BEGIN MATERIAL FOR THE TASK
PR #143, opened 2020-01-17
Fix SafeMath#safeDoubleToFloat for values <= 0

Spottedleaf:
MIN_VALUE is actually the positive closest-to-zero value that a float can represent. So this function would break on 0 and negative float values.


vigna:
If you can send me your name I'll add a thank to the CHANGES file.

PR #145, opened 2020-03-13
Some QOL features

Speiger:
-Added: moveToFirst & moveToLast function which will put the items if present at the start/end. If not present nothing will happen.
-Added: reverseIterator

### DIFF
--- a/drv/OpenHashSet.drv
+++ b/drv/OpenHashSet.drv
@@ -1018,6 +1018,60 @@ public class OPEN_HASH_SET KEY_GENERIC extends ABSTRACT_SET KEY_GENERIC implemen
 		if (ASSERTS) checkTable();
 		return true;
 	}
+	
+	public void moveToFirst(final KEY_GENERIC_TYPE k) {
+		if(size == 0) {
+			return;
+		}
+		if (KEY_EQUALS_NULL(k)) {
+			if (containsNull) {
+				moveIndexToFirst(n);
+			}
+			return;
+		}
+		final KEY_GENERIC_TYPE key[] = this.key;
+		if(KEY_EQUALS_NOT_NULL(k, key[first]) {
+			return;
+		}
+		// The starting point.
+		int pos = KEY2INTHASH(k) & mask;
+
+		// There's always an unused entry.
+		while(! KEY_IS_NULL(key[pos])) {
+			if (KEY_EQUALS_NOT_NULL(k, key[pos])) {
+				moveIndexToFirst(pos);
+				return;
+			}
+			pos = (pos + 1) & mask;
+		}
+	}
+	
+	public void moveToLast(final KEY_GENERIC_TYPE k) {
+		if(size == 0) {
+			return;
+		}
+		if (KEY_EQUALS_NULL(k)) {
+			if (containsNull) {
+				moveIndexToLast(n);
+			}
+			return;
+		}
+		final KEY_GENERIC_TYPE key[] = this.key;
+		if(KEY_EQUALS_NOT_NULL(k, key[first]) {
+			return;
+		}
+		// The starting point.
+		int pos = KEY2INTHASH(k) & mask;
+
+		// There's always an unused entry.
+		while(! KEY_IS_NULL(key[pos])) {
+			if (KEY_EQUALS_NOT_NULL(k, key[pos])) {
+				moveIndexToLast(pos);
+				return;
+			}
+			pos = (pos + 1) & mask;
+		}
+	}
 
 #endif
 
@@ -1350,6 +1404,15 @@ public class OPEN_HASH_SET KEY_GENERIC extends ABSTRACT_SET KEY_GENERIC implemen
 	@Override
 	public KEY_LIST_ITERATOR KEY_GENERIC iterator() {
 		return new SetIterator();
+	}
+	
+	/** Returns a type-specific list iterator on the elements in this set, starting from the last element.
+	 * Please see the class documentation for implementation details.
+	 *
+	 * @return a type-specific list iterator starting at the last element.
+	 */
+	public KEY_LIST_ITERATOR KEY_GENERIC descendingIterator() {
+		return new SetIterator(key[last]);
 	}
 
 #else


Speiger:
@vigna please some opinion on this

vigna:
I'm very busy, sorry. There's a big pull request open since six months. You can reopen the other one of yours is you want.

1) Your descending iterator is not a descending iterator. Starting from the last element does not give you a descending iterator—it simply gives you an ascending iterator starting from the last element.

2) There's a key[first] that should be a key[last]—clearly you didn't write unit tests for this, and  it is not a good practice. 

3) I don't think it is a good idea to have move methods who don't tell you whether the element was or wasn't in the map.

Speiger:
Yeah I can understand that. Though a "I am busy but saw it" would have been nice. Feels less personal especially if you answer to issues. Though I won't open it again for the reason yes its a good idea but that should have been done a bit more extensivly with these kind of things.

1: Yep, I am horrible with naming stuff like that. TopIterator would be my other guess. So I looked at the LinkedList and that was the name that made at least more sense since you will use it to decend. And it was a afterthought.
2: 🤦‍♂ Yes I did this on whimp in github outside of this tiny bug the logic is right.
3: Honestly no, they have the same reason to exist like the "addTo" functions in Maps that have a number in the value side. It just saves performance to constantly check if the element is present.
I am right now using the LinkedHashMap as a priorityqueue for elements to be rendered and clicked on. Sadly javas LinkedHashMap has either any access or nothing aas option. What I wanted to add is reduce overhead and increase QOL. Thats the only issue with this library its powerful but if you want to use one of the QOL functions you are kinda forced to make incompats to other things or have annoying code or break good coding pratices. (Object2IntMap fields if you want to use the addTo function automatically turn into Object2IntOpenHashMap fields. And this shouldn't be a thing ofc this commit does not help it)

About unit tests. I am realtivly new to them, but honestly to improve this library I should maybe get into these. Anyway the issue will be fixed in a second Thanks

vigna:
OK. Why iterator(lastInt()) is bad? I don't see why adding a method to do something like that.

3: I don't understand. There are clearly different exit point depending on whether you find the element or not.

Speiger:
```java
for(ListIterator<Object> iter =set.iterator(set.lastKey());iterator.hasPreviouse();){}
```
Honestly it was a afterthought of why not add this in there since its very likely to be used.

3: Well maps actually do not have this issue since you can say getAndMoveToFirst. So if the key is present then you can move it to first at will.
But with sets its like this:
```java
if(set.contains(object))
{
    set.addAndMoveToFirst(object); //<< Because I dont want to add it if it is missing. Because if it is not present then it shouldnt be moved to first place. Because bugs
}
```
I use this as a "focus order" set. List could be used to but removing stuff from a list is slower.
But it feels like this:
```java
if(!map.containsKey(object))
{
    map.put(object, new ArrayList<Object>());
}
List<Object> list = map.get(object);
```
Even so this is the worst form of lazy loading i know.

I dunno if I get my point across. But this example feels like that.

incaseoftrouble:
Some comments:

1) Relying / modifying iteration order on sets (which, by definition, do not have an intrisic notion of ordering) seems dangerous. Are you sure you don't actually want to use lists (java's reworked array lists have O(1) armortised removal if I remember correctly), priority queues, or linked hash sets (`if (set.remove(element)) set.add(element);` (ab)using insertion order guarantees)?
2) The new methods don't implement a collection interface, as such it would (often, not always) be bad practise to use them outside of the library (your code should not depend on the particular implementation details of a collection).
3) The whole motivation screams "premature micro-optimization" to me. Checking containment in a set really is _stupid_ fast, so even disregarding above points, `if (set.contains(object)) set.addAndMoveToFirst(object);` will probably not have a noticable impact on your application if you don't call this several million times. I really suggest you to properly profile the differences in your application (you can just build fastutil from your current branch and compare execution times).

PS: I do think that methods like `addAndMoveToLast` are not particularly good either, but this is a different topic.

Speiger:
Well my point is: To use features the library offers I have to go ways which are not suggested generally.
And I would like to have them easier to use/access. QOL.
If these features are generally good or bad is a different topic, but if you have to use bad ways to access these extra quality of life features well guess what happens. Bad code in the first place.

Also your remove&add works only in 1 direction. You can only move objects to last so you have to invert iterators etc. Not helping the situation. I am trying to get rid of that problem in the first place.

incaseoftrouble:
> Well my point is: To use features the library offers I have to go ways which are not suggested generally.

I don't see how this applies here. Writing `if (set.contains(object)) set.doSomething(object);` is perfectly recommended. You are (presumably) not writing scientific high performance code. For usual code, readability, maintainability, overall structure is much more important than that last bit of performance.

>  And I would like to have them easier to use/access. QOL.

With previous aspects in mind I personally would argue that this would actually decrease QoL. More methods -> less usability, less maintainability, etc. While this is a small method, its one more thing to take care of. You have witnessed yourself that the maintainer of this repo is quite busy. Plus, again, this method is not exposed in the collection interface so it encourages patterns usually considered bad.

> Also your remove&add works only in 1 direction. You can only move objects to last so you have to invert iterators etc. Not helping the situation. I am trying to get rid of that problem in the first place.

Which is "my" remove? I don't yet know your use case, I was simply suggesting some potentially more suitable datastructures for cases where you want order and uniqueness.


Just to be clear, my main point is: Please try whether `if (set.contains(element))  set.addAndMoveToFirst(object);` is indeed that much slower than `set.moveToFirstIfPresent(object)`. If there is no noticable difference, I don't see an upside to including the new method. Moreover, I'd be genuinely interested in the use case. To me, the function seems rather specific, in which case forking probably is the preferred way.

Speiger:
Eh I am writing my own gameengine and I use this library for the critical points to get the most performance out. This specific issue is mostly for UI, so not "that" critical but I plan to use it in other parts (these specific features) to get faster performance out of it.

So you could say. No I don't do scientific stuff. But performance is a thing I have to watch out for.

And please don't start the language argument or my choice of how I do things.

incaseoftrouble:
> So you could say. No I don't do scientific stuff. But performance is a thing I have to watch out for.

Then you probably should know that premature optimization is bad and you should run proper benchmarks (JMH or real world). I'm genuinely curious how large the impact is. BTW (proper) game engines indeed are science.

> And please don't start the language argument or my choice of how I do things.

I deliberately am not starting this argument. I didn't tell you "xy is bad" but rather "xy is bad practice generally (but there might be exceptions)". This is why I suggested (!) forking: If you are at the stage of developement where you reliably determined that such micro-optimizations matter you probably want to tailor datastructures to your specific use cases anyway. Especially for an involved project as an engine. This is (in my experience) much easier if you fork. I don't care how you want to do what. I'm just suggesting.

However, a library is meant to be used by many. So, whether a change is good depends not only if one person needs the feature but rather if a significant part of the userbase needs it. So far, I personally don't see a general application. But, It is not up to me to decide this. Its Vigna's project after all.


Lastly, without wanting to be condescending or tell you what to do: IMHO If you are new to unit testing you shouldn't be writing a game engine. Its a tremendously complex project where solutions already exist.

PR #146, opened 2020-03-19
Make find-deps.sh more compatible with other *nixes

astei:
I first ran into this issue when I tried to use the minimization portion of this script as a part of a project I build. The script worked fine on my local system (running Arch Linux) but abjectly failed on the CI system (running FreeBSD). I admit, making portable shell scripts is hard, and I have not yet tackled the task of removing `bash`isms from it (and that's well out of scope for this PR).

This PR fixes the script so that it works on both FreeBSD and Linux (the only two platforms I had conveniently available to test with).

Tested with FreeBSD 12.1-RELEASE and Arch Linux.

The main changes are:

* Fixed `mktemp` invocation so that the syntax is cross-platform compatible.
* Replaced several GNU `sed` usages with `awk` which has better compatibility.

### DIFF
--- a/find-deps.sh
+++ b/find-deps.sh
@@ -1,4 +1,4 @@
-#!/bin/bash
+#!/usr/bin/env bash
 
 #TODO Probably awk or perl can be used in a lot of places
 set -euo pipefail
@@ -117,7 +117,7 @@ case "$command" in
 
   if ! dependencies=$(jdeps -recursive -verbose:class \
     "${classpath_argument[@]+"${classpath_argument[@]}"}" "${analyse_paths[@]}" |\
-    grep '^      -> it\.unimi\.dsi\.fastutil\..*not found$' | sed 's!      -> \(\S*\) \+not found$!\1!' | sort | uniq) \
+    awk '/it\.unimi\.dsi\.fastutil\..*not found$/ { print $2 }' | sort | uniq) \
     || [ -z "$dependencies" ]
   then
     >&2 echo "No unresolved references found - is fastutil on the classpath?"
@@ -158,7 +158,7 @@ case "$command" in
 
   jar_name="$(basename ${dest_path})"
 
-  tmp_dir=$(mktemp -t -d "fastutil-min.XXXX")
+  tmp_dir=$(mktemp -d -t "fastutil-min.XXXX")
   trap "{ rm -rf \"${tmp_dir}\"; exit 255; }" EXIT
 
   ( >&2 echo "Resolving transitive dependencies" )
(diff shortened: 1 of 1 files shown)


incaseoftrouble:
Since I'm sort of responsible for this thing: LGTM. Did know even less about proper bash scripting back then :D

Two ideas: Maybe `declare -a dependencies` and `hash ${jdeps}` -> `command -v "$jdeps" >/dev/null 2>&1`. I recall `command` being more portable than `hash` (same with the other occurence of `hash`). Since you have the tests setup, could you test these changes?

Good to know that someone is using this though :-)

astei:
> Did know even less about proper bash scripting back then :D

I don't really know shell scripting _that_ well, but if `shellcheck` is anything to go by, definitely lots of improvements could be made.

> Two ideas: Maybe `declare -a dependencies` and `hash ${jdeps}` -> `command -v "$jdeps" >/dev/null 2>&1`. I recall `command` being more portable than `hash` (same with the other occurence of `hash`). Since you have the tests setup, could you test these changes?

I'll look into this. Right now I'm trying to get the script working on (of all things) Git Bash for Windows...

develar:
`maven-shade-plugin` is a more robust and easy to use solution. https://github.com/JetBrains/intellij-deps-fastutil/blob/bd5fb6299b00c2474d10c267e2be5c85c8bf0118/pom.xml#L37

incaseoftrouble:
... which requires people to use maven.

develar:
> ... which requires people to use maven.

Well, issue is that in any case you have to use JVM, so, doesn't matter. Especially as in any  bash script doesn't produce consistent results as depends on OS and JVM version (currently, JVM 13 is not supported, for example). In my case on my local machine produced result was 1.7 MB, on jitpack server machine 4 MB. I stopped fighting against bash, and decided to just use maven-based solution.

astei:
That, and as evidenced by this PR, the script is really finicky with anything other than an OS that smells unmistakably like a Linux system.

I think using a new module and using `minimizeJar` works for my particular usecase, but I've been wary of using `minimizeJar` as it has been the source of some pain for me in my previous projects.

incaseoftrouble:
Ah, I misread the maven script. Its sort of independent of the build mechanism of the project, right? This is fine for smaller applications, I guess. The issue is that you need the full dependency tree of the project, not only the src/ directory. For example, if I'm developing `A`, using library `B` in my sourcecode, which in turn has fastutil as transitive runtime dependency, I also need the usages of fast-util in `B` (preferably only those which are reached from the entry points of `A`. In any case, if you are using a proper build system, then shading everything is the simplest way, potentially also minimizing with proguard or similar. I created this script because I was using fastutil in conjunction with a legacy application which uses a `make`-based build system (with handwritten make scripts ...)

I also prefer `minimized-jar`, its a good compromise and in most applications a few MB extra don't really matter.

develar:
> sort of independent of the build mechanism of the project, right?

Yes. In [IDEA](https://github.com/JetBrains/intellij-community) project it is used a regular [dependency](https://github.com/JetBrains/intellij-community/blob/master/.idea/libraries/fastutil_min.xml). 
You specify what do you need in [list](https://github.com/JetBrains/intellij-deps-fastutil/blob/bd5fb6299b00c2474d10c267e2be5c85c8bf0118/src/usages/Usages.java), make a release to trigger build and publishing, and set dependency version in application project.

vigna:
I read in the comments you were still working on the script—progress?

astei:
I gave up trying to make it work on Git Bash for Windows. The changes in this script should still work for making it work better on *BSDs while retaining Linux compatibility.

incaseoftrouble:
food for thought: With WSL now being publicly available with support in major IDEs, I think its fair to resort to that one on windows.

vigna:
Tobias, if you're OK with this I'll merge.

incaseoftrouble:
Yes please, my old script looks extremely ugly :-D

PR #155, opened 2020-05-20
Improved constructors for array-based maps: use fast iterator if possible

develar:
Small correction — for fastutil map fast iterator should be used for performance reasons.

For other map I removed class cast `KEY_OBJ2TYPE` because it is highlighted as unnecessary class cast. 

Resulting java code:

```java
public Object2ObjectArrayMap(final Object2ObjectMap <K,V> m) {
	 this(m.size());
	 int i = 0;
	 ObjectIterator<Object2ObjectMap.Entry <K,V> > iterator = Object2ObjectMaps.fastIterator(m);
	 while(iterator.hasNext()) {
	  Object2ObjectMap.Entry <K,V> e = iterator.next();
	  key[i] = e.getKey();
	  value[i] = e.getValue();
	  i++;
	 }
	}
```

### DIFF
--- a/drv/ArrayMap.drv
+++ b/drv/ArrayMap.drv
@@ -80,7 +80,9 @@ public class ARRAY_MAP KEY_VALUE_GENERIC extends ABSTRACT_MAP KEY_VALUE_GENERIC 
 	public ARRAY_MAP(final MAP KEY_VALUE_GENERIC m) {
END MATERIAL FOR THE TASK
WHAT NEEDS TO BE DONE :: Go through the data above and copy each line that holds the word "think".

WRITTEN ANSWER ::
3) I don't think it is a good idea to have move methods who don't tell you whether the element was or wasn't in the map.
PS: I do think that methods like `addAndMoveToLast` are not particularly good either, but this is a different topic.
I think using a new module and using `minimizeJar` works for my particular usecase, but I've been wary of using `minimizeJar` as it has been the source of some pain for me in my previous projects.
food for thought: With WSL now being publicly available with support in major IDEs, I think its fair to resort to that one on windows.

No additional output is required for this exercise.